> **Exercise objective**:
Look through the records below and copy each line that includes the word "driver".

> **Supplied material**:
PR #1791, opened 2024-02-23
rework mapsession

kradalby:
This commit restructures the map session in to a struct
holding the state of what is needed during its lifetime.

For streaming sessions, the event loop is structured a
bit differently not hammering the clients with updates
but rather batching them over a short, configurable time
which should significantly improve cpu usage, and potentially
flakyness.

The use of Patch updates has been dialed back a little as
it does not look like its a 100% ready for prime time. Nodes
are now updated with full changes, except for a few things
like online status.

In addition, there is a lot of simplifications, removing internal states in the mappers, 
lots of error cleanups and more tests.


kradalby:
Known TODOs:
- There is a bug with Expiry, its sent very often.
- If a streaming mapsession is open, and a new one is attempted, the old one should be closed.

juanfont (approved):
---
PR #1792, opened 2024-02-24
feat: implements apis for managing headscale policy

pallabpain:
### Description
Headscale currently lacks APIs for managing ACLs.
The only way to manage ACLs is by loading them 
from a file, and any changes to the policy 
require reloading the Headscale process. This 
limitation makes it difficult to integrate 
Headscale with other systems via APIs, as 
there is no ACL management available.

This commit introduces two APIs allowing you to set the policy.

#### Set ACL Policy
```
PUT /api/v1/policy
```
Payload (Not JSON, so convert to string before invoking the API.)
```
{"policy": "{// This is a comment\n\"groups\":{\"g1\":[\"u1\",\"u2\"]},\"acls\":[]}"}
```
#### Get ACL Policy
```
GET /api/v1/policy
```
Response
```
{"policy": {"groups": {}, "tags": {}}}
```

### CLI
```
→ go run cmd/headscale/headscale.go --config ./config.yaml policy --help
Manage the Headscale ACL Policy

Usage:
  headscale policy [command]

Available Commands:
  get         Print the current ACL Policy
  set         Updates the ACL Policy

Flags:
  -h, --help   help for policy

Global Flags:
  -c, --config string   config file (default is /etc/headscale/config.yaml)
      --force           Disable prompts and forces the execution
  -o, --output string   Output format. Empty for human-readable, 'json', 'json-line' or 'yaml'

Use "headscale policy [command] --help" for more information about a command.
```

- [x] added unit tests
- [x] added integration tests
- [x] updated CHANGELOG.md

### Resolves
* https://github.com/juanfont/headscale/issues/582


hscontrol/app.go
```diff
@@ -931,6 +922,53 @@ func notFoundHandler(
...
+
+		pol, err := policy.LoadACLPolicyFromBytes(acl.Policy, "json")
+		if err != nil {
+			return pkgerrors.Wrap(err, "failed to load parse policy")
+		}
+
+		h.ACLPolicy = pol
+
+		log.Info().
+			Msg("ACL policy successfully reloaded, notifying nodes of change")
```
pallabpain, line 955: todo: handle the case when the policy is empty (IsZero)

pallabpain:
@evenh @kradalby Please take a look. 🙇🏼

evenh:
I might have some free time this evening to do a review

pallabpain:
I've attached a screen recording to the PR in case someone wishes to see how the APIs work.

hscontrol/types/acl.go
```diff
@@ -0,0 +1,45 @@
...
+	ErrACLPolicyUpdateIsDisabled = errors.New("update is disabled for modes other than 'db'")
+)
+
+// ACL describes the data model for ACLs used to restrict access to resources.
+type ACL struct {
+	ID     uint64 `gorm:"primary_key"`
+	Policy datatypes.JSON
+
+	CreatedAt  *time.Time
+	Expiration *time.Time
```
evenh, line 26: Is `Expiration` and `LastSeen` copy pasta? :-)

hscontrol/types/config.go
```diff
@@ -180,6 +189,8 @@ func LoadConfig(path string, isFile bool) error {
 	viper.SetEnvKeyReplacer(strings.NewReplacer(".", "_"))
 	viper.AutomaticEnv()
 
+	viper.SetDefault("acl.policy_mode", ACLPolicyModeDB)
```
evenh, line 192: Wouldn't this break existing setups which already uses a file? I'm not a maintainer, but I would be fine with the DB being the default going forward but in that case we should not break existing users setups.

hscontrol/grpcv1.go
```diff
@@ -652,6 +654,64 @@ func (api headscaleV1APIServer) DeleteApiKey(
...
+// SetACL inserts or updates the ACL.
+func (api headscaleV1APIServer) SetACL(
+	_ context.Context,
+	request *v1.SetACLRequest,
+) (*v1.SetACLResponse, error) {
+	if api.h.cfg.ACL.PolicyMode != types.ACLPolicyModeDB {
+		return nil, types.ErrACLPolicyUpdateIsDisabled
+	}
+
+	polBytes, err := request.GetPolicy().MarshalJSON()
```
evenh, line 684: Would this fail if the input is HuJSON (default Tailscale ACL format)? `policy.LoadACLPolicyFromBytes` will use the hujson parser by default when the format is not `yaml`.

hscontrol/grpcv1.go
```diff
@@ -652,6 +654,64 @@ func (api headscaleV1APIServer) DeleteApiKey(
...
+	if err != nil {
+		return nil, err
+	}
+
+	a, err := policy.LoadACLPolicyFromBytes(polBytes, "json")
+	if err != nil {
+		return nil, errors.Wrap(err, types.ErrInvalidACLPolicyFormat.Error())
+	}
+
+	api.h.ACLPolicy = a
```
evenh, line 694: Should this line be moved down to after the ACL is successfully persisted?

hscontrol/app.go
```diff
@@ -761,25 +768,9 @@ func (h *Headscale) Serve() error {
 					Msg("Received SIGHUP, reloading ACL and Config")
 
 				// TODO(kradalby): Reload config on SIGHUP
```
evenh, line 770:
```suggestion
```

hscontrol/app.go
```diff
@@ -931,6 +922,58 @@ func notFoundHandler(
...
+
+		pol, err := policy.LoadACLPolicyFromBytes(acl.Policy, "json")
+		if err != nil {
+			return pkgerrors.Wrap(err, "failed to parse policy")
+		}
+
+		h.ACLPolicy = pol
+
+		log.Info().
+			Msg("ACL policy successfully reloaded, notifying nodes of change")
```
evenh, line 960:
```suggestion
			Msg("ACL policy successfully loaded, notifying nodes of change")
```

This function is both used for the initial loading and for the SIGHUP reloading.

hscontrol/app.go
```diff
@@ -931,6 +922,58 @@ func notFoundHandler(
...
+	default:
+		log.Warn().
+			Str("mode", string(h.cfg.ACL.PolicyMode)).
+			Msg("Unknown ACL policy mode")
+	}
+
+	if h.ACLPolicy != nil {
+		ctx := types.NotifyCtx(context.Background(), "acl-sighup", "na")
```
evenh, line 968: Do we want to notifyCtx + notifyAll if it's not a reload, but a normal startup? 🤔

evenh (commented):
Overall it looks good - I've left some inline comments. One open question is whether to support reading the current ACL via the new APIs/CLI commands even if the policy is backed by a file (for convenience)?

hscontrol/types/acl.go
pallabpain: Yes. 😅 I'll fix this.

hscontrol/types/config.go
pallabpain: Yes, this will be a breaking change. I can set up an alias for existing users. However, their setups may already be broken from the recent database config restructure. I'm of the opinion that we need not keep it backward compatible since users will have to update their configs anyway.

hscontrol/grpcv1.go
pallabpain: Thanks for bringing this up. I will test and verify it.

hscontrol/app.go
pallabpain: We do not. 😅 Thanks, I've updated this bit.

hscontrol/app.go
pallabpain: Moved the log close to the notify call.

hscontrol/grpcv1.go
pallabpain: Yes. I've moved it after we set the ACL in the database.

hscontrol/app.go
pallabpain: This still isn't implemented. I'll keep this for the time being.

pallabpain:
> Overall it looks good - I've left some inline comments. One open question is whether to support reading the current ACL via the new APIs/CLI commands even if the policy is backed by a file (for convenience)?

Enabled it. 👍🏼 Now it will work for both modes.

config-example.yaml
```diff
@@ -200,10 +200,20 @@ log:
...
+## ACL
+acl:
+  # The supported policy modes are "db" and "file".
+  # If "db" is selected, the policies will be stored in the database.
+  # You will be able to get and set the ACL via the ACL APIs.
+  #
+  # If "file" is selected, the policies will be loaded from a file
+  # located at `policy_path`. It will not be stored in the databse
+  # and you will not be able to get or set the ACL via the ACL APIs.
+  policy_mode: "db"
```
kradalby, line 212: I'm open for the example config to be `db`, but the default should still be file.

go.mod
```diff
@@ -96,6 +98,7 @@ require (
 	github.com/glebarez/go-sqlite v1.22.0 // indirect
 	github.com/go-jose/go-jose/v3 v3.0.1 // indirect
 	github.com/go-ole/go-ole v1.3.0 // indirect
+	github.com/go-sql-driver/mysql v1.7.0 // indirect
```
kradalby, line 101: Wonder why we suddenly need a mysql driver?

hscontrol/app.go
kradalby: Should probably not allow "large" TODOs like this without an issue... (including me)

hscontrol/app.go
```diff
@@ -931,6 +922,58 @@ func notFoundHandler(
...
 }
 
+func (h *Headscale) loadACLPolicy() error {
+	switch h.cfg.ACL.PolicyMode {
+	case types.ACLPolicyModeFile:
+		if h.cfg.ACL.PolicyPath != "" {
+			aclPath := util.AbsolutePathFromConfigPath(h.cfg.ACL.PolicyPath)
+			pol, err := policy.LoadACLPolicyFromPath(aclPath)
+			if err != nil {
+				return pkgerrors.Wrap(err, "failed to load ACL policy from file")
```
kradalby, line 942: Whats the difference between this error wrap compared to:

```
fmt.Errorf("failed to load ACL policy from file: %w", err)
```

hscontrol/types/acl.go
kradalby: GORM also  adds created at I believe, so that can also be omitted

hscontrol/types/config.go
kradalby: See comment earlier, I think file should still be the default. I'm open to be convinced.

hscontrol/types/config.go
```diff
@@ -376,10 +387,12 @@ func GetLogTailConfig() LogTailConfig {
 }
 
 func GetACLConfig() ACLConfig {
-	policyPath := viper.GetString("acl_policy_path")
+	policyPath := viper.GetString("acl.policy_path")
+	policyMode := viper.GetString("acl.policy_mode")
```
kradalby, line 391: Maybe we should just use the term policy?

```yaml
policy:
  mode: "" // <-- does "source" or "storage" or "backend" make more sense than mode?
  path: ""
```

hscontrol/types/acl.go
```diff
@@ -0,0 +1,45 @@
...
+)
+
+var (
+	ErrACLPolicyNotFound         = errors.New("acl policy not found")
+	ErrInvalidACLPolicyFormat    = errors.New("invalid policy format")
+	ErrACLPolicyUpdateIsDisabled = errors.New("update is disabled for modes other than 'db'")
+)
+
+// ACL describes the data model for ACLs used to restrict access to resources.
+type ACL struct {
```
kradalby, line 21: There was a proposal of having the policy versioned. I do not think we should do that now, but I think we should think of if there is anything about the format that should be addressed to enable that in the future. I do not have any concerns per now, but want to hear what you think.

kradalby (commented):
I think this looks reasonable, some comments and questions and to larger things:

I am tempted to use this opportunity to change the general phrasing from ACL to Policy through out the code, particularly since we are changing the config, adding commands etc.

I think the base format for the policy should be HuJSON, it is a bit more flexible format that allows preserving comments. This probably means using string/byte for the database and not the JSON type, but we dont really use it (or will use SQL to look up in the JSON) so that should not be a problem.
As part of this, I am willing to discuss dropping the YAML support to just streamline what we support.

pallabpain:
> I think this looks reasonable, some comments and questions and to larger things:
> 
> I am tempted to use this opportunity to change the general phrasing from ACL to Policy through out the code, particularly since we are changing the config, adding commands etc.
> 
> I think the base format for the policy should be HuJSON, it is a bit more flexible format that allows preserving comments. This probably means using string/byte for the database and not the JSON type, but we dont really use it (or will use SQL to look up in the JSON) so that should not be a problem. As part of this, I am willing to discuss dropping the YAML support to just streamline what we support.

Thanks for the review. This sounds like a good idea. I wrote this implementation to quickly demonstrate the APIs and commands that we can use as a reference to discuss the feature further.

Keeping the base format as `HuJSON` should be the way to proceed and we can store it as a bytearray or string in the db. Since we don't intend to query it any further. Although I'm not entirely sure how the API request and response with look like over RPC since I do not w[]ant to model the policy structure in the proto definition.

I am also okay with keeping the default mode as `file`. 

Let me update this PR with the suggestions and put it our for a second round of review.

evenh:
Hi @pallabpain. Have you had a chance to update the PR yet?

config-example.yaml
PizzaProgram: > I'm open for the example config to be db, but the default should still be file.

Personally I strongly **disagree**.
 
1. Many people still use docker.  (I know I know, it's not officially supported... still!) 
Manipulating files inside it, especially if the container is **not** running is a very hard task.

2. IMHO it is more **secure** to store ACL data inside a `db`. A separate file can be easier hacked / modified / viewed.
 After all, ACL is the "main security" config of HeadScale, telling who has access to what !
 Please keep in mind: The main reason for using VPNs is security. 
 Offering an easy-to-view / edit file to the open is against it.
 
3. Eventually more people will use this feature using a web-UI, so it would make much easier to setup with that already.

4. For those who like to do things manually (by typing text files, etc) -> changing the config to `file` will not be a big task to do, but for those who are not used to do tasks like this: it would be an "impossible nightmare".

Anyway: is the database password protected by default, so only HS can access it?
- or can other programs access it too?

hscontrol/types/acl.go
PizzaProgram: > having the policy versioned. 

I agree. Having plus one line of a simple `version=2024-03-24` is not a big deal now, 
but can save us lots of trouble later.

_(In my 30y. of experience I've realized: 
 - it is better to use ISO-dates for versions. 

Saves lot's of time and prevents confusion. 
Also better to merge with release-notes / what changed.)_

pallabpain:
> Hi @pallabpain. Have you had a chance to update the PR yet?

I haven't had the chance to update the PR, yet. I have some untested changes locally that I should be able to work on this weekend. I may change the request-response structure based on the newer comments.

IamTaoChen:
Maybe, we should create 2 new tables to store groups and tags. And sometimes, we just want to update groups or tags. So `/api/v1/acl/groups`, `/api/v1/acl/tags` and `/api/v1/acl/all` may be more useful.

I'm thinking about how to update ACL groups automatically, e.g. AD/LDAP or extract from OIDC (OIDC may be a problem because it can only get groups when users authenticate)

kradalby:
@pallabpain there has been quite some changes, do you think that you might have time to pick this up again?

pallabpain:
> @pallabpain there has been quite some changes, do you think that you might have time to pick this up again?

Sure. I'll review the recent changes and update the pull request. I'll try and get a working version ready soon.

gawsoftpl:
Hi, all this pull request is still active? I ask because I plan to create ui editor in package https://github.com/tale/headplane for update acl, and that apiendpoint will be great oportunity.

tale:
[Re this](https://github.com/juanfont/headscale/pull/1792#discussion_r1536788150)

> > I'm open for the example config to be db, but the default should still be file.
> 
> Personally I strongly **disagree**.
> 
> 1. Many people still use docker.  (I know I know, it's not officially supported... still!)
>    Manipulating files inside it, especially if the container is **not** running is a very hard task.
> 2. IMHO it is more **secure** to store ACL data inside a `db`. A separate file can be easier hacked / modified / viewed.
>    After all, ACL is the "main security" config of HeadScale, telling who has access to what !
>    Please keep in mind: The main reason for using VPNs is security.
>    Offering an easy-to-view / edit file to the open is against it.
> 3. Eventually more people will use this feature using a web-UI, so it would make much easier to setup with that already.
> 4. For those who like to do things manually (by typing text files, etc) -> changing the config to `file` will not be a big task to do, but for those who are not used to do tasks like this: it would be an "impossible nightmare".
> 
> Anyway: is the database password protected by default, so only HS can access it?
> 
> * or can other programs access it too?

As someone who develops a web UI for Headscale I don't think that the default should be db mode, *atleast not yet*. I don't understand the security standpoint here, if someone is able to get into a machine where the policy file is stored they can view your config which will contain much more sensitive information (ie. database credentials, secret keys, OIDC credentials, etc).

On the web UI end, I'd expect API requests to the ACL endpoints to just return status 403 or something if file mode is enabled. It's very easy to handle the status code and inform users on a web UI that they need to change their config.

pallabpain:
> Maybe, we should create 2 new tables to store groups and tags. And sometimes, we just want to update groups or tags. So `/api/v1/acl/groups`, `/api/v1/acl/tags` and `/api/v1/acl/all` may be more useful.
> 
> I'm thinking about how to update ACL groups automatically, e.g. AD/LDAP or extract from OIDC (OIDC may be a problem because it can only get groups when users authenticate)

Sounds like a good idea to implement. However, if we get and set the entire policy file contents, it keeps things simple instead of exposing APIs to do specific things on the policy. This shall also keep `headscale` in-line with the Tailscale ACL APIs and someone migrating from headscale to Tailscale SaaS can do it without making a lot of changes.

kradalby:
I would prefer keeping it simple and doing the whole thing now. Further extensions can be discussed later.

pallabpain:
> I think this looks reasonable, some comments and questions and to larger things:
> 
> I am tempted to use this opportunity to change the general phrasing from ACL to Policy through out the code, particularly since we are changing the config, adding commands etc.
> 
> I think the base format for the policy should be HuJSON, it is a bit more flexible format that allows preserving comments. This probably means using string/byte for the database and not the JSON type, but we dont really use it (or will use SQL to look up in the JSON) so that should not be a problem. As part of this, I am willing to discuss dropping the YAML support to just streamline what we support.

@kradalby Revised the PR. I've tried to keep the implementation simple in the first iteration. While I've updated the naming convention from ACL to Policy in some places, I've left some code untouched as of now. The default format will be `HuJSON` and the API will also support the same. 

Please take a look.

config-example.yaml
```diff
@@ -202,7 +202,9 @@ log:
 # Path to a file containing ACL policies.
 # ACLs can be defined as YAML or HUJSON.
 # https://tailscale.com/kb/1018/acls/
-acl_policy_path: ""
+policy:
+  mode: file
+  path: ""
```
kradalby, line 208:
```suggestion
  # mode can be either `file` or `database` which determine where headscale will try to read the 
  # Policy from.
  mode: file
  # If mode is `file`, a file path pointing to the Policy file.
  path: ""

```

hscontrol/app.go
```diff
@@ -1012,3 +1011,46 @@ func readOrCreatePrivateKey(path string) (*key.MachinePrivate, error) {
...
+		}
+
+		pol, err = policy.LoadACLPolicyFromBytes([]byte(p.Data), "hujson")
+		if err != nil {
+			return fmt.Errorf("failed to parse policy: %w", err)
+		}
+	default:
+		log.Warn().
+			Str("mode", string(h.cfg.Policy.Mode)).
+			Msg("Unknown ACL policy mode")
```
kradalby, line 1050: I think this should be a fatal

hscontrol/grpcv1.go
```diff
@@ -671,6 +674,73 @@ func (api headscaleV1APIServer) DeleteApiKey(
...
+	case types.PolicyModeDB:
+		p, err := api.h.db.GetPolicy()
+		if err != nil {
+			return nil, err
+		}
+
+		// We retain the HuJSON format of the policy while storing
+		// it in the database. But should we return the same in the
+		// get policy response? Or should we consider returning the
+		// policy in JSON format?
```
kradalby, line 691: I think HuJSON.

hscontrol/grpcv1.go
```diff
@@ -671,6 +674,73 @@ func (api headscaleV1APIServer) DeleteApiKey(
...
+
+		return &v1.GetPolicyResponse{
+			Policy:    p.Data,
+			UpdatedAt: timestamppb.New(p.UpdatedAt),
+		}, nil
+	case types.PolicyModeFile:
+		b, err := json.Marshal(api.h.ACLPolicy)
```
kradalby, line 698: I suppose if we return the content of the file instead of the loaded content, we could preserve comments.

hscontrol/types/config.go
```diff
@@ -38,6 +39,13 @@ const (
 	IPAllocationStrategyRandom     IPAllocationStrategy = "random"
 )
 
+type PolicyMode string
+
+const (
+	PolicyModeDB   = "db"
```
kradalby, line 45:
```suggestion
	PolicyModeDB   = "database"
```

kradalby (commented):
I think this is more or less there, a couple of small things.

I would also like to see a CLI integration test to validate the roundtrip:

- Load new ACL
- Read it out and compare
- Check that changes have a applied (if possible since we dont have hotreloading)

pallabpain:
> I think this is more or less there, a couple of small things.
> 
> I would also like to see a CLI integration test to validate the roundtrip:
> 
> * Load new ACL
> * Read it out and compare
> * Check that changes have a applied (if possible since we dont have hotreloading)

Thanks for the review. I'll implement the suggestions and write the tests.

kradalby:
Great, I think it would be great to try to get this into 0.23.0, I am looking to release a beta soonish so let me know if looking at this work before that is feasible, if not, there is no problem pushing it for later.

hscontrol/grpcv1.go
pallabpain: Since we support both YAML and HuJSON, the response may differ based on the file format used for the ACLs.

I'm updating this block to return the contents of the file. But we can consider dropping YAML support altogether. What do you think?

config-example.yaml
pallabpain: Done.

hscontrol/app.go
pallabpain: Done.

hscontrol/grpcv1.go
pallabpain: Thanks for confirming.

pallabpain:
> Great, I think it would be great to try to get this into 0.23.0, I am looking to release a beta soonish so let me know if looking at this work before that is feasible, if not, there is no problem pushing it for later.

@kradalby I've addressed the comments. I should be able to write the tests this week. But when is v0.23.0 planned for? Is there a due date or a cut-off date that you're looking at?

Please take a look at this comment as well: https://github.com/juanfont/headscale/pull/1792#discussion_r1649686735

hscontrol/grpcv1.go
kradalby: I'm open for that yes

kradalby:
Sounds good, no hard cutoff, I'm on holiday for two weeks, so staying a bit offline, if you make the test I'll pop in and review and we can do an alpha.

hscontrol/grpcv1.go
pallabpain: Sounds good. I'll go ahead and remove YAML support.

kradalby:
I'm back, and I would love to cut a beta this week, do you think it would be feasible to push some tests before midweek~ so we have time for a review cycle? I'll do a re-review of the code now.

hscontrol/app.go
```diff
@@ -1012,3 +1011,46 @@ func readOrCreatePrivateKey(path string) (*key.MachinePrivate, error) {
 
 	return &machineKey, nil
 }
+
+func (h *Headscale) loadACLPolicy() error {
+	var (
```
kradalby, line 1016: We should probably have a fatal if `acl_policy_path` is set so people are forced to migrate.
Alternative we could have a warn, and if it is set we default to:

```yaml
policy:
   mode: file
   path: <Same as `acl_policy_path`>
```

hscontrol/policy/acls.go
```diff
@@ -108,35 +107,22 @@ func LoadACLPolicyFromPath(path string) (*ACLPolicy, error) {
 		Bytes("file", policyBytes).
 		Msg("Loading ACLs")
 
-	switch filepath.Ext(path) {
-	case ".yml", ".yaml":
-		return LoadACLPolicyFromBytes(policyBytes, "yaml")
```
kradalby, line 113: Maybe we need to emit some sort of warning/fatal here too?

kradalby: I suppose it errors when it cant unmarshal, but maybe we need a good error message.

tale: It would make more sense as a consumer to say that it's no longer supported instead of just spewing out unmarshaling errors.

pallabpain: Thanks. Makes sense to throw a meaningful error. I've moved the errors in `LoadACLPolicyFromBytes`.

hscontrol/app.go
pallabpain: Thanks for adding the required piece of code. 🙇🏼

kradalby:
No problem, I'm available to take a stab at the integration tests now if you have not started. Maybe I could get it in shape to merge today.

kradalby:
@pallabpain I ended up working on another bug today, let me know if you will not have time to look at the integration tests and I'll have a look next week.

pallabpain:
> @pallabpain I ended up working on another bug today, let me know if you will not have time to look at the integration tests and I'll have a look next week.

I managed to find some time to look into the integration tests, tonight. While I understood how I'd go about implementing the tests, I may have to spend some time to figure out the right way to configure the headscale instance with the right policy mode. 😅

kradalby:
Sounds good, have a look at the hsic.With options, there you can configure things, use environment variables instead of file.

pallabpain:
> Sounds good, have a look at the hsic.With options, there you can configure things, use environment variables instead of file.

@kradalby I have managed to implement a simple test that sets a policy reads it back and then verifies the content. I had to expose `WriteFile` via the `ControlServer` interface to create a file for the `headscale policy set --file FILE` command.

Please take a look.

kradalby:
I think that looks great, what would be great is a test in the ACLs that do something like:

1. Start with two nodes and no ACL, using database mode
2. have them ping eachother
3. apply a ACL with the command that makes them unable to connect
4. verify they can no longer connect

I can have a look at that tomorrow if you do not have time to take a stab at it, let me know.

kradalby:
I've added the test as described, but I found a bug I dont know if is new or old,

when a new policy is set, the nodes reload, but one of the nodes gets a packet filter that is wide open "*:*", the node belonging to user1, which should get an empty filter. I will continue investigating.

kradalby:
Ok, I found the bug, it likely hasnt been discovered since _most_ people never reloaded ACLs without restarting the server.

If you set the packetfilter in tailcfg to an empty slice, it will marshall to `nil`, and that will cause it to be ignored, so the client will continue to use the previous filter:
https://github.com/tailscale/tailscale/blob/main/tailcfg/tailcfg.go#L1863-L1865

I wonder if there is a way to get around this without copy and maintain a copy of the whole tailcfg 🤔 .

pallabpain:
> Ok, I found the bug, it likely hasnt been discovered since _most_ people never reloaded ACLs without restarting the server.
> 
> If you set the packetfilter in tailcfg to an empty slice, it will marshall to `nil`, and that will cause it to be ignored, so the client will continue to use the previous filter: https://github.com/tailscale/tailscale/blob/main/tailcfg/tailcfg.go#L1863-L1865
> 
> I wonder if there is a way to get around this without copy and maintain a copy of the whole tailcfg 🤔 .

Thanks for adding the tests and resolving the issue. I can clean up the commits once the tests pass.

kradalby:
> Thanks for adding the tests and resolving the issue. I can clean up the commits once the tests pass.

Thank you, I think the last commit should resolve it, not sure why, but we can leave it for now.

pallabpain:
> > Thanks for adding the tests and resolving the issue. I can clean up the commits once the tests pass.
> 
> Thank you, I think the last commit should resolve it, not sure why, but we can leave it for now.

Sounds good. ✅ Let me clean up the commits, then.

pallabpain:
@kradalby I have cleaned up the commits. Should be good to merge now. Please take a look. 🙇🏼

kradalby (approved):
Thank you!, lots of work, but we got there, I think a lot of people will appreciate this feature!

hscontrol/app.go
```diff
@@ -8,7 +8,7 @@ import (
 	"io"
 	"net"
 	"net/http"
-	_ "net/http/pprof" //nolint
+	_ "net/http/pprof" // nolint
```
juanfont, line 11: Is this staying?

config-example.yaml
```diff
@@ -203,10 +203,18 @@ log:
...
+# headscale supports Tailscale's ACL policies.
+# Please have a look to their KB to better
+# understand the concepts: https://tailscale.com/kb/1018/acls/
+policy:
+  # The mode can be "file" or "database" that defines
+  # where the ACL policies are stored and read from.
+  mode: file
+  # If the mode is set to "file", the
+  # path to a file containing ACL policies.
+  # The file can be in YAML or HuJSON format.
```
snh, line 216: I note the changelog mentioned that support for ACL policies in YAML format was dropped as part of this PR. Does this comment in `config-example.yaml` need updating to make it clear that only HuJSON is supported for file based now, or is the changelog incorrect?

> **Task output**:
+	github.com/go-sql-driver/mysql v1.7.0 // indirect
kradalby, line 101: Wonder why we suddenly need a mysql driver?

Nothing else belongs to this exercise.